Due to this questionable selection strategy (which I will not discuss here), the distribution of pairs over the similarity scale is biased towards the upper bound (there are more semantically similar words than dissimilar ones).

According to our estimate, 78% of the 2034 word pairs in the dataset are in a hypernymy or similar_to relationship. One would expect most of these (semantically similar) pairs to have been assigned high similarity scores, closer to the upper bound of the similarity scale [0,10]. However, surprisingly, these pairs are spread across the similarity scale, spanning from complete unrelatedness (lower bound) to identical semantics: respectively, 60%, 68%, 65%, and 56% of the pairs in the first to fourth quartiles have hypernymy relationship.

Left: the distribution of pairs with hypernymy relation is almost uniform across the four quartiles of the dataset, whereas one would expect many more pairs in the top quartiles (4 and 3), given the high semantic similarity of hypernym-hyponyms. Right: the dataset is biased towards the upper bound, i.e., high similarity judgements.

Additionally, the dataset suffers from inconsistent annotations. For instance, consider the two almost identical pairs in the dataset:

tricolour : flag
tricolor : flag

The assigned scores for the pairs are 5.80 and 0.71, respectively. This inconsistency is also reflected by high variances across annotators’ scores.

Inter-annotator agreement (IAA):

Up to 10 annotations have been provided for the 2034 word pairs in the dataset, each with a similarity score in [0,10] range. More precisely, 214 of the pairs are not provided with 10 scores, with the minimum number of scores for a pair being 7.

Given that there are not equal number of annotations for each pair, it is not straightforward to apply standard correlation-based measures for computing IAA (let aside if having an IAA on different sets of annotators is meaningful).

Given the high variance across annotators’ scores, the authors pruned the scores to only those that were within one standard deviation of the mean. This results in a further imbalanced set of scores, making the computation of IAA more challenging.

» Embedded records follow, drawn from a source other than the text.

PR #498, opened 2016-01-21
fix freetype and different OS

svx:
This should fix it
- update library info
- update OSX part
- update install part
- fix rst syntax

### DIFF
--- a/manage/deploying/preparing.rst
+++ b/manage/deploying/preparing.rst
@@ -63,6 +63,7 @@ For any install, the development versions of:
 * libjpeg
 * readline
 * libxml2/libxslt
+* freetype
 
 If you're using the System Python, add:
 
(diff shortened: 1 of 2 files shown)


svx:
The branch for 4 still needs fixing

smcmahon:
As far as I know, Pillow supports freetype, but has no freetype dependency. AFAIK, Plone gains nothing from the availability of freetype.

Stop the madness! Let's not create dependencies out of thin air. Let's not encourage installation of packages that add no functionality. Every additional package is an added maintenance/security burden (though perhaps slight).

-1 for merge.

svx:
@smcmahon and all

Hi,

please can we try, to not over-rush things, currently this is just a PR, it is not merged yet, and I reverted the merge from @polyester already yesterday.

Currently we do not mention that in the documentation.

Reading the docs of Pillow [https://pillow.readthedocs.org/en/3.1.x/installation.html] the clearly saying
Under buillding
Ubuntu 14

```
$ sudo apt-get install libtiff5-dev libjpeg8-dev zlib1g-dev \
    libfreetype6-dev liblcms2-dev libwebp-dev tcl8.6-dev tk8.6-dev python-tk
```

and for Fedora

```
$ sudo yum install libtiff-devel libjpeg-devel libzip-devel freetype-devel \
    lcms2-devel libwebp-devel tcl-devel tk-devel
```

That is why I want to evaluate my first idea in #491.

We do not out it under requirements for Plone, but we update out own docs about Pillow, linking to the original Pillow docs with some short explanation.

Thank you all for your comments, ideas and input !

smcmahon:
Sven, thanks for researching it, and sorry if my comment sounded panicky.

jensens:
what about using labels?

svx:
old and already fixed

PR #500, opened 2016-01-25
Update styleguide with regards to import sorting

do3cc:
This is the end after a long discussion from here:
https://github.com/plone/plone.api/issues/187

### DIFF
--- a/develop/styleguide/python.rst
+++ b/develop/styleguide/python.rst
@@ -310,7 +310,7 @@ Grouping and sorting
 --------------------
 
 Since Plone has such a huge code base, we don't want to lose developer time figuring out into which group some import goes (standard lib?, external package?, etc.).
-So we just sort everything alphabetically, case insensitive and insert one blank line between ``from foo import bar`` and ``import baz`` blocks.
+So we just sort everything alphabetically, case sensitive and insert one blank line between ``from foo import bar`` and ``import baz`` blocks.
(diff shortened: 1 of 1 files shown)


do3cc:
Oh, for the record, the discussion did not end in universal agreement and no formal voting.
It looks like the majority of people are in favor of the pull request in the discussion. But more importantly the arguments for case insensitive sorting weren't refuted while the arguments for case sensitive sorting were.

develop/styleguide/python.rst
```diff
@@ -309,23 +309,21 @@ About imports
...
 
     # GOOD
     from __future__ import division
     from Acquisition import aq_inner
+    from Products.CMFCore.WorkflowCore import WorkflowException
+    from Products.CMFCore.interfaces import ISiteRoot
     from plone.api import portal
     from plone.api.exc import MissingParameterError
-    from Products.CMFCore.interfaces import ISiteRoot
-    from Products.CMFCore.WorkflowCore import WorkflowException
```
gforcada, line 328: Aren't you sorting here as case sensitive while above saying it should  be case insensitive? :-) so the example was already ok.

do3cc, line 328: Got me, I always mix it up. But if you followed the discussion, you know what I meant ;-)

do3cc:
I'll drop this one

PR #505, opened 2016-01-28
Add info on docker installation

demarant:
Almost any new modern CMS or system offers now a docker image. So I added here an example of docker-based installation we have so far.

### DIFF
--- a/manage/installing/installation.rst
+++ b/manage/installing/installation.rst
@@ -316,6 +316,21 @@ LibXML2/LibXSLT Versions
 
 Don't worry about this if you're using an installer.
 
+Docker-based installation (platform independent)
+------------------------------------------------
+
+Prerequisites: `Docke engine <https://docs.docker.com/engine/installation/>` installed on your host(s).
+
+There is still no official Plone docker Image however you can use the community-based `eeacms/plone <https://hub.docker.com/r/eeacms/plone/>` which is flexible enough to be configured for all kind of setups, even cluster multi-host setups. It automates and facilitate the entire installation process via single commands, since the docker image is prebuild.
+
+For a basic installation:
+
+$ docker run -p 8080:8080 eeacms/plone
+
+The above will first download the images (first time) and than exposing plone on the host port 8080. Now go to http://<yourserverip>:8080 to see Plone in action.
+
+For more information and configuration options see `README file on guthub <https://github.com/eea/eea.docker.plone>`.
+
 Entering debug mode after installation
 ======================================
 
--- a/manage/installing/installation.rst
+++ b/manage/installing/installation.rst
@@ -321,7 +321,7 @@ Docker-based installation (platform independent)
 
 Prerequisites: `Docke engine <https://docs.docker.com/engine/installation/>` installed on your host(s).
 
-There is still no official Plone docker Image however you can use the community-based `eeacms/plone <https://hub.docker.com/r/eeacms/plone/>` which is flexible enough to be configured for all kind of setups, even cluster multi-host setups. It automates and facilitate the entire installation process via single commands, since the docker image is prebuild.
+There is still no official Plone docker Image however you can use the community-based `eeacms/plone <https://hub.docker.com/r/eeacms/plone/>`_ which is flexible enough to be configured for all kind of setups, even cluster multi-host setups. It automates and facilitate the entire installation process via single commands, since the docker image is prebuild.
 
 For a basic installation:
 
@@ -329,7 +329,7 @@ $ docker run -p 8080:8080 eeacms/plone
 
 The above will first download the images (first time) and than exposing plone on the host port 8080. Now go to http://<yourserverip>:8080 to see Plone in action.
 
-For more information and configuration options see `README file on guthub <https://github.com/eea/eea.docker.plone>`.
+For more information and configuration options see `README file on github <https://github.com/eea/eea.docker.plone>`_.
 
 Entering debug mode after installation
 ======================================


svx:
Thanks for that, but :)
we have a docker image which is in early testing state, some ppl are already using it, but it is still WIP, we still have to decide about certain things and polish it a bit :)

Second, the thing is that the eea image is kind of different from what we have, starting for example with the OS which is used and the setup.

As soon as we decide that the official plone docker image is stable enough we will pronounce is more into the public and we will also update the docs.

But this will take some more time, because we also want to make sure that we have better docs about that.

demarant:
@svx 
exactly why I added the eeacms image. we have been waiting already 1 year for the official one ;)

demarant:
@svx:
btw EEA is a strong contributor to Plone I believe, full part of this community, so I am not sure what "official" means, since there is no big large company behind Plone, I am a bit confused on how the decision making regarding this is done.  :)

svx:
@demarant 

https://hub.docker.com/r/plone/plone/

The eea image is not official it is the one of eea, we also do not link to all the other plone docker images there are lots of them and all of them are different.
I am also not linking to my own ones and there are reasons for that :)

It is the same with other installers, lots of ppl install plone in different ways, with different buildouts and so on, but we also try to stick with 'one official' with 'best practices' .

The reason for that is that is easier to help ppl and it is easier for documentation.

demarant:
@svx see my previous comment.
we could become the maintainer of the plone official docker image, if you understand me.

svx:
@demarant the community has a installer-team, if you or eea want to be part of this, feel free to join !

For the rest the my comments above, why your image and not the one from other community members ?

Do not get me wrong I get your point about docker, but for a good product and good docs there needs to be more done, than 'just'a link to one image.

demarant:
@svx: why the eea one? because it is simply the best production ready so far out there. 
We have 2 years docker experience and we run [most of our applications on docker on production](https://github.com/eea?utf8=%E2%9C%93&query=docker) for 1 year now.
If you guys want to catch-up on the docker train, well we can contribute to it easily.

svx:
Currently we do not link in the docs to 'third party' installer, we also do not link to bitnami or something else, if ppl want that, this is open for discussion.

The docs are based on the UI-Installer, currently. If you want to change that, please file a ticket, but be prepared that this will involve a lot of work and talking.

svx:
@demarant other ppl have this experience, too it is not about that but you build your images in your way, I a not saying that is bad, but like I said before everyone has another way of doing images.

So in any case this should be discussed anyway, before any further action and as for the docs, please see my last comment.

demarant:
@svx: i understand the choices on not linking to third party installers. However not having a single line on Docker in the documentation looks like we are in "Stone age". Maybe we could at least write smth that an official is on the making...

avoinea:
I think this can be safely added to http://docs.plone.org/quickstart/index.html#alternative-ways-to-deploy

svx:
@demarant @avoinea Sounds like a valid point, I will do that later today :)

demarant:
@svx: thank you! regarding the plone official image, I just realized you have a repo https://github.com/plone/plone.docker finally.  we are here to support that. we will comment and contribute on that one.

svx:
Great !

smcmahon:
Just to add a little to the discussion:

To me, "official" means that the installer team has committed to maintaining the install kit and the documentation team has committed to maintaining its documentation. Both of those teams change over time and with the participation of interested individuals. And, what's "official" changes over time.

I think "official" also means that a kit is generic Plone unless there's been some sort of general discussion about differences like add-ons included. We don't want to trap a future framework team into having to make plans around particular add-on compatibility because of what was in an installer kit or documentation.

An example, we just had a discussion about whether or not we should include freetype in the listed packages required/suggested for Plone installation in the documentation. I argued against it because it is does not add functionality for generic Plone and I didn't want anyone to think they could rely on freetype availability.

djay:
Would love to see eea join the effort for an offical docker image!!! That would be a win all around. We use our own docker images but the eea ones are well thought out and very nice. please join the installer team @demarant :)

But do think that not providing third party installer information in the documentation is a mistake, in particular where there is no offical solution such as cloud installers like bitnani or heroku. We should be providing all the easiest solutions for getting plone up, regardless of if its official, regardless if it points to businesses that might make money later down line IMO. At least in the short term until such time as there are complaints favouring one commercial solution over another. IMO cloud solutions should be offered, not just in documentation but as a top level option right next to the download plone button plone.org. This allows us to complete with the likes of wordpress.com or squarespace. You can see the kind of confusion in recent community posts caused by a "download plone to try it" approach. We offer no easy way to transition from that to hosted solution and most would just give up.

svx:
@djay I disagree at least partly :)

Firt of all such information should not go into the docs, if there is made the decision to tell about 'third party' installers they should go on a 'special page' on docs.plone.org download.

We have/had this discussion since a long time know, and yes I can see you point of that, and I agree partly, but there is also a possible downside/danger with that ?

For example do you ever took the time and try and check the bitnami installer ?

The setup is different, the buildout is different and so on, we base out docs on out [plone community] best practice and out installers. We had it a couple of times that ppl installed for example the bitnami one, and when they had problems/questions they were 'complaining' that  our docs are not covering that.

Well we do not cover bitnaimis setup.

Next point, some of these 'third party' installer are out for a year, and then they got forgotten and never updated, so someone of our community would spent time to run down, which of the installer we host on out site is still up to date.

We tried to speak with bitnami a couple of times for a better exchange on information and so on, but their were not really interested.

These are now only two short 'issues' I could go on for some time ... :)

So yeah, I guess I am trying to say, if the community decides to do that, this should be thought through there are different parts which should considered careful. :)

djay:
@svx True I can see your point. I guess docker is possibly the good way out of that problem as it could offer in the near future almost a one click cloud install on a variety of hosting providers. I don't think its there yet, but I could see the possibility to cut and paste a docker-compose into AWS/rackspace etc and have a working cluster but using docker images from the installer team so it would be easier for the community to support. Similar to http://blog.jazkarta.com/2014/06/03/scalable-python-application-deployments-on-aws-opsworks/. I gave this a go. It was more or less just cut and paste. But docker would be a way more portal way of doing that. IMO Vagrant images to download just aren't that useful as it doesn't solve the problem of how you host it. 
If we could get to a blessed solution where there is a single button each for AWS. azure, googlecloud, heroku, etc on https://plone.org/products/plone/releases/5.0, esp when there are free tiers, that would be a big win for plone (or a "cut and paste this" solution).

demarant:
@djay we are unofficially already part of the installer team by providing the best docker image so far ;)
we will make the eea plone docker images small, microservices-ready, secure and as configurable as possible for all possible use case scenarios :) this is our official goal. We are also planning to make the official Plone catalog entry for the [open source Rancher](http://rancher.com/rancher/), we already have something useful there (presented at the last plonecon 2015), one-click cloud install for all, independent of underlying IaaS and OS. Vagrant and the likes are just becoming obsolete technologies, although maybe still relevant in some legacy setups... it is time to move to the better.
So the future looks bright to us!

demarant:
@svx 
I will close this PR now, as it is not needed anymore. Some reference to docker installation can be added in the [alternative ways](http://docs.plone.org/quickstart/index.html#alternative-ways-to-deploy) as @avoinea suggested.

as agreed, EEA will contribute to the official plone docker image by moving/merging the work done in [eea.docker.plone](https://github.com/eea/eea.docker.plone) into the existing [plone.docker](https://github.com/plone/plone.docker). 

This will essentially create the first production ready official plone docker image and at that point we will do a new PR to update the documentation. Further Issues and discussions will take place on the [specific repo](https://github.com/plone/plone.docker). We are open to any suggestion/contributions for improvements of course.

In the longer term, we should also consider to have the plone docker image submitted to the [official   docker images](https://github.com/docker-library) if found necessary.

thanks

However, according to a rough calculation, the averaged pairwise Spearman correlation on seven overlapping sets of the original annotations is 0.41, which is a significantly low figure compared to other existing word similarity datasets (e.g., SimVerb-3500 reports 0.84).

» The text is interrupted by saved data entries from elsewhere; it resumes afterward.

PR #506, opened 2016-01-29
Replace tutorial link with a current working one

staeff:
The link to the heroku-tutorial does not work anymore. Replaced it with a slightly different solution, which provides similar results.

### DIFF
--- a/quickstart/index.rst
+++ b/quickstart/index.rst
@@ -13,8 +13,7 @@ Online demo sites
 If you're just curious to see how Plone looks, without any modifications, there are a few online demo sites that can help you.
 Both `plone5demo.quintagroup.com <http://plone5demo.quintagroup.com/>`_ and `plone5.veit-schiele.de/ <https://plone5.veit-schiele.de/>`_ provide you with a Plone 5 site that is re-set every day.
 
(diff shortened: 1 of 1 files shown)


svx:
@staeff Thanks for your effort !!

That has now nothing to do with your work, so please do not be offended ! I just saw this now, I am in general not sure if that is the right place for it.

Playing with a demo is different than telling ppl:

> nother interesting approach to try out Plone is to install it in a cloud service. That way, you can set up your own demo (or even very-light-weight production)

We are talking here about installation

> (or even very-light-weight production)

I am feeling not comfortable at all to place stuff like that here.

Basically that means we are talking about install and again like in https://github.com/plone/documentation/pull/505 we are talking about 'third party' the heroku and the cloud 9 stuff is slightly different.

We should try to find a sane way, how we want to handle that, we are starting already to mention various different install/production setups in different places of the docs, this is not ideal !

@smcmahon what do you think ?

Should we create/extends ONE place in the docs to mention all these ones, or should we do it under plone.org/download ?

I would like to fix that once and for all :)

I can see the point that ppl want to see that, but also I completely agree with your comment https://github.com/plone/documentation/pull/505 .

staeff:
Hey @svx I am by no means offended. I was just changing or updating what was already there. So no problem with a decision that might remove or replace this content.

jensens:
@svx I'am +1 merging this and then lets create a new ticket in order to not loose the task. Otherwise we wont improve if we try perfectionism from every single change on - its also a lot stop energy in this.

svx:
Merged for now as temp. workaround, this will be re-located in the future

svx:
see #527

All in all, I believe that the RW dataset is not a reliable benchmark for the evaluation of rare word representation (or any other task). As a matter of fact, the state-of-the-art on this dataset has been unable to surpass the 0.45 ceiling, a performance level that can already be achieved using standard pre-trained embeddings (such as the Google News Word2vec) without employing any sophisticated rare word representation procedure.

Suggestions:

As mentioned earlier, the dataset is the only existing dataset dedicated to rare word similarity (to my knowledge). Given the importance of this and the need for such an evaluation benchmark, it would be reasonable to attempt at creating improved benchmarks, either by creating new similarity datasets (or other benchmarks) or by improving the Stanford RW dataset. There can be several solutions, including:

  1. Re-score the pairs in the RW dataset, either with the help of expert annotators or by providing the Turkers with dictionary definitions of the words and employing more rigorous evaluation measures.
  2. Create a new dataset. The RW dataset was created with focus on morphological variations. As a result, there are many inflected word and plurals in the dataset (approximately, a third of the rare words are either plural or -ed form). Hence, it does not include many single-morpheme or domain-specific rare words which might be more challenging to handle — — the embedding for a plural word (e.g., consequences) or an inflected one (e.g. untracked) can be more easily induced based on its singular (consequence) or other morphologically related forms (untrack or track) than for single-morpheme words (e.g., the medical term afebril) or exocentric compounds (whose meanings cannot be identified from their sub-word components, e.g., honeymoon does not have much to do with honey and moon) for which no variation has been observed in the training.